Cryptocurrency January 15, 2026

Bitcoin Holds Steady Near $95,500 Amidst U.S. Legislative Uncertainty

Market waits on U.S. crypto regulation as Bitcoin recovers but faces pressure below $100K

By Leila Farooq
Bitcoin Holds Steady Near $95,500 Amidst U.S. Legislative Uncertainty

Bitcoin prices stabilized around $95,500 following a recent rebound driven partly by a significant corporate acquisition. Market participants are now focused on a delayed U.S. Senate bill that aims to establish clearer cryptocurrency regulations. Opposition from key industry players like Coinbase reflects the ongoing tension between regulatory ambitions and industry acceptance, while broader crypto market risk appetite remains subdued.

Key Points

  • Bitcoin price stabilized near $95,500 following a recovery influenced by a significant purchase disclosed by Strategy.
  • The U.S. Senate Banking Committee postponed the crypto regulatory bill discussion after Coinbase’s CEO publicly opposed the measure.
  • Broader cryptocurrency markets remain weak, reflecting low risk appetite amid geopolitical tensions and regulatory uncertainties.
Bitcoin maintained its position near $95,500 on Thursday after a notable recovery in recent sessions, with the market closely observing the status of a proposed U.S. legislative bill designed to introduce a regulatory framework for cryptocurrency. The token has rebounded from a slow start to the year, notably after a major acquisition disclosed by corporate investor Strategy this week. Yet, it continues to trade significantly below the psychological $100,000 mark, reflecting persistent caution among investors in the crypto space.

At 09:47 ET (14:47 GMT), Bitcoin was recorded at $95,579.0, marking a slight decline of 0.9% yet remaining near its highest level in two months. This stabilization follows a recovery trend but highlights ongoing investor uncertainty.

The U.S. Senate Banking Committee announced a postponement of discussions regarding the proposed cryptocurrency legislation. This delay came shortly after Coinbase Global Inc’s CEO, Brian Armstrong, publicly opposed the bill. Initially scheduled for Thursday, the Committee's conversation on the measure has been deferred, as confirmed by Senator Tim Scott via social media.

Brian Armstrong highlighted several concerns with the bill, criticizing provisions he believes could hinder the crypto industry's growth. Specific objections included a ban on tokenized equities, constraints on decentralized finance activities, reduced oversight by the Commodity Futures Trading Commission (CFTC), and amendments targeting rewards on stablecoins. Armstrong stated that, in its current form, the legislation would be detrimental compared to existing conditions and expressed a preference for no legislation over ineffective measures.
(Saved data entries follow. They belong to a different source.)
PR #607, opened 2024-11-17
Remove Commons Lang dependency

ppkarwasz:
Commons Compress version 1.26.0 depends on Commons Lang, which is a 650 KiB dependency. In reality, however, only 4 methods accounting for less than 1% of Commons Lang are used.

We replace the dependency on `commons-lang3` with a local copy of these 4 methods.

### DIFF
--- a/src/main/java/org/apache/commons/compress/internal/lang3/SystemProperties.java
+++ b/src/main/java/org/apache/commons/compress/internal/lang3/SystemProperties.java
@@ -20,14 +20,10 @@ package org.apache.commons.compress.internal.lang3;
 
 public final class SystemProperties {
 
-  public static String getOsName() {
-    try {
-      return System.getProperty("os.name");
-    } catch (final SecurityException e) {
-      return null;
+    public static String getOsName() {
+        return System.getProperty("os.name");
     }
-  }
 
-  private SystemProperties() {
-  }
+    private SystemProperties() {
+    }
 }
--- a/src/main/java/org/apache/commons/compress/internal/lang3/SystemProperties.java
+++ b/src/main/java/org/apache/commons/compress/internal/lang3/SystemProperties.java
@@ -1,0 +1,33 @@
+/*
+ * Licensed to the Apache Software Foundation (ASF) under one
+ * or more contributor license agreements.  See the NOTICE file
+ * distributed with this work for additional information
+ * regarding copyright ownership.  The ASF licenses this file
+ * to you under the Apache License, Version 2.0 (the
+ * "License"); you may not use this file except in compliance
+ * with the License.  You may obtain a copy of the License at
+ *
+ * http://www.apache.org/licenses/LICENSE-2.0
+ *
+ * Unless required by applicable law or agreed to in writing,
+ * software distributed under the License is distributed on an
+ * "AS IS" BASIS, WITHOUT WARRANTIES OR CONDITIONS OF ANY
+ * KIND, either express or implied.  See the License for the
+ * specific language governing permissions and limitations
+ * under the License.
+ */
+package org.apache.commons.compress.internal.lang3;
+
+public final class SystemProperties {
+
+  public static String getOsName() {
+    try {
+      return System.getProperty("os.name");
+    } catch (final SecurityException e) {
+      return null;
+    }
+  }
+
+  private SystemProperties() {
+  }
+}
--- a/src/main/java/org/apache/commons/compress/internal/lang3/reflect/FieldUtils.java
+++ b/src/main/java/org/apache/commons/compress/internal/lang3/reflect/FieldUtils.java
@@ -1,0 +1,61 @@
+/*
+ * Licensed to the Apache Software Foundation (ASF) under one
+ * or more contributor license agreements.  See the NOTICE file
+ * distributed with this work for additional information
+ * regarding copyright ownership.  The ASF licenses this file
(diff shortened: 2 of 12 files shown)


src/main/java/org/apache/commons/compress/internal/lang3/SystemProperties.java
```diff
@@ -0,0 +1,33 @@
...
+ * specific language governing permissions and limitations
+ * under the License.
+ */
+package org.apache.commons.compress.internal.lang3;
+
+public final class SystemProperties {
+
+  public static String getOsName() {
+    try {
+      return System.getProperty("os.name");
```
ebourg, line 25: A direct call to System.getProperty("os.name") would be simpler

ebourg: I wouldn't bother dealing with the SecurityManager, the `os.name` property is granted read access in the default policy anyway.

ppkarwasz: Fixed in https://github.com/apache/commons-compress/pull/607/commits/18a4442972842ce8e456d49e0589acbe4bd14aef

ppkarwasz:
> To make things even worse, this PR adds public code (the package name is irrelevant), with ZERO Javadoc and ZERO unit tests.

Sure, there is work to be done on this PR (I marked it as draft). Don't worry, if you are willing to accept this solution, I will make the package really private (in OSGi and JPMS) and add the relevant Javadoc and unit tests.

> This is not the example we should set for contributors and even less for ourselves. This seems to me like a reflection of short term hacking without long term care. I am -1, but it seems pointless as some people are in love with copy-paste over long term maintenance.

Let's ignore `FieldUtils` for now. What kind of maintenance work do you think this code will require in the following years? As I see it:

- The usages of `ArrayFill` in Commons Compress are overkill: all the usages provide a non-null array parameter, so the method can be simplified to:
  ```java
  public int[] fill(int[] a, int val) {
    Arrays.fill(a, val);
    return a;
  }
  ```
  Also note that Commons Lang does **not** provide a helper method for the most common usage of `Arrays.fill`, which is:
  ```java
  public int[] createFilledArray(int size, int val) {
    int[] a = new int[size];
    Arrays.fill(a, val);
    return a;
  }
  ```
- The implementation of `SystemProperties.getOsName()` in Commons Lang delegates to a complex wrapper to `System.getProperty(name)` that handles security exceptions and an empty or `null` parameter `name`. None of these conditions apply to the `os.name` property, which **must** have a valuet (see Javadoc for [System.getProperties()](https://docs.oracle.com/javase/8/docs/api/java/lang/System.html#getProperties--) and should be allowed by `SecurityManager`.

### `FieldUtils`

The code that relies on `FieldUtils` constitutes a maintenance problem itself, since it relies on the **protected** [`FilterInputStream.in`](https://docs.oracle.com/javase/8/docs/api/java/io/FilterInputStream.html#in) field. The field is protected for a reason: users of `FilterInputStream` should not skip access the underlying stream directly, but use the wrapping `FilterInputStream` instead.

Glavo:
I released [Kala Compress](https://github.com/Glavo/kala-compress) 1.27.1-2. It is based on commons-compress, but does not depend on commons-io and commons-lang. Maybe this will be what you want.

ppkarwasz:
> I released [Kala Compress](https://github.com/Glavo/kala-compress) 1.27.1-1. It is based on commons-compress, but does not depend on commons-io and commons-lang. Maybe this will be what you want.

I don't believe that forking Commons Compress is the right approach. Your changes in Kala Compress are aligned with what we plan for Commons Compress 2.x.

I have created a [`2.x` branch](https://github.com/apache/commons-compress/tree/2.x). Feel free to open PRs against that branch to split Commons Compress in separate modules. Probably the first module we need to split is a `commons-compress2-api` module that would include the interfaces to access the various compression algorithms.

acasademont:
We would really appreciate this one, it came as a surprise to use that when we updated from 1.25.0 we had to add a new dependency on commons lang.

src/main/java/org/apache/commons/compress/internal/lang3/reflect/FieldUtils.java
```diff
@@ -0,0 +1,61 @@
...
+ * specific language governing permissions and limitations
+ * under the License.
+ */
+package org.apache.commons.compress.internal.lang3.reflect;
+
+import static java.util.Objects.requireNonNull;
+
+import java.lang.reflect.Field;
+
+public final class FieldUtils {
```
vlsi, line 25: This is used in a pack200 which has been deprecated for removal in Java 11.
Have you considered moving the implementation to pack200 so the other compressors won't accidentally depend on reflection-like approaches?

vlsi (approved):
The change looks good, and it does solve the true pain for the end-users.

Currently `commons-compress` brings 700KiB `commons-lang3` dependency while it uses only a few methods from it. It does sound like a bloat that the PR addresses.

The point of "the code duplicates lang3" is somewhat valid, however, the only "complicated" code relates to `FieldUtils` which is used in a to-be-deprecated pack200, so I believe it is absolutely fine to move `FieldUtils` right into pack200 so the "duplicated getField" would die with pack200.

garydgregory:
Closing: Won't do.

ebourg:
@garydgregory I still strongly disagree with your decision, there was no consensus for this change.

Coinbase, the largest cryptocurrency exchange in the United States and a significant contributor to pro-crypto entities during the 2024 election cycle, plays an influential role in these legislative negotiations. The wider crypto sector has long pushed for a clear regulatory framework that would differentiate crypto tokens as securities or commodities, aiming to reduce uncertainty and cultivate market stability.

Outside of Bitcoin, the broader cryptocurrency market exhibited weaker performance, with many altcoins lagging behind due to fragile investor risk appetite. Geopolitical tensions globally, including concerns over potential U.S. involvement in Venezuela and Iran, contributed to cautious sentiment.

Despite Bitcoin's rebound, it continued to trade at a relative discount on U.S. trading platforms, particularly on Coinbase, compared to international price averages. This trend, persistent since mid-December, suggests ongoing subdued retail demand in the domestic market.

Among alternative cryptocurrencies, Ether remained relatively stable, valued at approximately $3,329.48. XRP experienced a decline of 1.8%, while Binance Coin (BNB) saw nominal changes. Solana decreased by around 2%, and Cardano fell by 4.1%. In the category of memecoins, Dogecoin dropped 3.7%, with $TRUMP token falling 4.4%. These movements demonstrate a generally cautious approach within the altcoin sector amid broader market jitters.

Investors continue to monitor developments both in legislative arenas and global geopolitical environments, recognizing these factors as pivotal to the cryptocurrency market's trajectory in the near term.

Risks

  • Uncertainty surrounding the U.S. crypto bill could prolong regulatory ambiguity, impacting investor confidence and market stability.
  • Disapproval from major industry players like Coinbase indicates potential challenges in achieving consensus on crypto regulations, possibly delaying legislative progress.
  • Global geopolitical tensions, particularly related to potential U.S. actions in Venezuela and Iran, remain a source of market apprehension, affecting cryptocurrency valuations.